### [Description of the task]
Output exactly the lines from the line with "Basically when the" through the end of the records below. Include nothing else.

### [Provided material]
PR #3351, opened 2025-04-01
22113 - Removed logic that stops conditionally-approved NRs from being affiliated

JazzarKarim:
*Issue #:*
https://github.com/bcgov/entity/issues/

*Description of changes:*
Removed the logic that prevents conditionally-approved NRs from being affiliated

BEFORE:
before conditional nr

AFTER:
after conditional nr

### DIFF
--- a/auth-api/src/auth_api/services/affiliation.py
+++ b/auth-api/src/auth_api/services/affiliation.py
@@ -279,10 +279,6 @@ class Affiliation:
             if not (invoices and invoices["invoices"] and invoices["invoices"][0].get("statusCode") == "COMPLETED"):
                 raise BusinessException(Error.NR_NOT_PAID, None)
 
-        # If consentFlag is not R, N or Null for a CONDITIONAL NR throw error
-        if status == NRStatus.CONDITIONAL.value and nr_json.get("consentFlag", None) not in (None, "R", "N"):
-            raise BusinessException(Error.NR_NOT_APPROVED, None)
-
         if not user_is_staff and (
             (phone and re.sub(r"\D", "", phone) != re.sub(r"\D", "", nr_phone))
             or (email and email.casefold() != nr_email.casefold())


auth-api/src/auth_api/services/affiliation.py
```diff
@@ -279,10 +279,6 @@ def create_new_business_affiliation(  # pylint: disable=too-many-locals
             if not (invoices and invoices["invoices"] and invoices["invoices"][0].get("statusCode") == "COMPLETED"):
                 raise BusinessException(Error.NR_NOT_PAID, None)
 
-        # If consentFlag is not R, N or Null for a CONDITIONAL NR throw error
-        if status == NRStatus.CONDITIONAL.value and nr_json.get("consentFlag", None) not in (None, "R", "N"):
-            raise BusinessException(Error.NR_NOT_APPROVED, None)
-
```
severinbeauvais, line 285: So removing this allows affiliation.

Does the BRD have a check to disallow using the NR if it's still conditional (depending on consent flag)?

JazzarKarim: Yes, here's what it does. The action will say "Open Name Request":
image


If a user clicks on that, the BRD will direct to Name Request UI where there is no action there. Name Request UI will be the decisive here:
image

severinbeauvais: Thanks.

Some conditional NRs can be used, depending on the consent flag (eg, R ot N). Does the BRD handle that?

JazzarKarim: Yup! I added this not so long ago:
image

Basically when the consent is received or waived, the BRD will treat it as a regular Approved NR that can be used.

Reference: https://github.com/bcgov/business-ui/pull/68

seeker25 (approved):

auth-api/src/auth_api/services/affiliation.py
severinbeauvais: OK, perfect. Resolving.

severinbeauvais (approved):
LGTM. And nice test, too!

Is there an API version that should be updated?

JazzarKarim:
> LGTM. And nice test, too!
> 
> Is there an API version that should be updated?

Thanks!

Looking at previous Auth API PRs, no update for the API version is needed 👍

### [Result of this exercise]
Basically when the consent is received or waived, the BRD will treat it as a regular Approved NR that can be used.

Reference: https://github.com/bcgov/business-ui/pull/68

seeker25 (approved):

auth-api/src/auth_api/services/affiliation.py
severinbeauvais: OK, perfect. Resolving.

severinbeauvais (approved):
LGTM. And nice test, too!

Is there an API version that should be updated?

JazzarKarim:
> LGTM. And nice test, too!
> 
> Is there an API version that should be updated?

Thanks!

Looking at previous Auth API PRs, no update for the API version is needed 👍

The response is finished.